Ela percebeu que não seria fácil e, pior, que ela é quem teria de partir, se quisesse resumir o presumível.

Com alteridade, enquanto ela enumerava as razões, evitando contar que descobriu o homem da sua vida em 12 horas, ele se dizia injustiçado por um pérfido boato que a traíra. Ela não se alongou. Pegou o essencial, enfiou numa mochila verde e foi para a casa da mãe.

No dia seguinte, ele estava na sala com a mãe, esperando. Mais queixas, pedidos de desculpas, acusações. Mais promessas de um futuro melhor: ''Deixa eu mostrar que sou alguém melhor.'' As confusões se alastraram.
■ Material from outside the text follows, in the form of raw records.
PR #265, opened 2016-12-23
Removing Apache Staging from resolvers.

manub:
I've added this as a workaround until `kafka_2.12` was published on Maven Central. Since it happened, it doesn't need to be in `build.sbt` anymore.


kciesielski:
Thanks!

Ela? Pena, muita. Por isso, pegou a mochila verde e foi para a casa da amiga, aquela que o viu com outra. Deixou genro e sogra, indignados. Falando sozinhos.
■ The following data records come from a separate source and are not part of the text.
PR #268, opened 2017-02-02
Feature/poll optimization

agadek:
basing on v0.13,

stream sources pre-buffering,

### DIFF
--- a/core/src/main/resources/reference.conf
+++ b/core/src/main/resources/reference.conf
@@ -35,7 +35,11 @@ akka.kafka.consumer {
   # Note that non-zero value means that blocking of the thread that
   # is executing the stage will be blocked.
   poll-timeout = 50ms
-  
+
+  # sorces buffer size
+  # adapt accordingly to expected throughput of stream sources
+  source-buffer-size = 100000
+
   # The stage will be await outstanding offset commit requests before
   # shutting down, but if that takes longer than this timeout it will
   # stop forcefully.
--- a/core/src/main/scala/akka/kafka/KafkaConsumerActor.scala
+++ b/core/src/main/scala/akka/kafka/KafkaConsumerActor.scala
@@ -16,45 +16,23 @@ import scala.collection.JavaConverters._
 import java.util.concurrent.locks.LockSupport
 import akka.actor.DeadLetterSuppression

Outro dia. Ela ficou louca quando olhou no retrovisor e viu o marido a seguindo de carro. Justamente na noite em que reencontraria Mauro. Moleque, pensou! Acelerou, e o moleque a imitou.

Entrou em ruas vicinais, passou faróis vermelhos, ignorou lombadas. E o insistente sem desistir. Ela decidiu parar numa praça calma. Ele parou metros atrás. Ela saiu do carro. Ele, não. Estava apenas seguindo. Não queria conversar nem nada. Ele aumentou a música que tocava no seu som: ''Eu vou tentar, mesmo que eu não ganhe nada com isso, eu preciso salvar o mundo...''

A banda que aprenderam a curtir juntos. Maria não acreditou em tamanha prepotência. Voltou para o carro e arrancou.

Entrou no shopping a toda, parou na primeira vaga, correu até as escadas rolantes, subiu a desligada - dois andares -, saiu pela entrada e pegou um táxi no primeiro ponto. É preciso apostar na felicidade.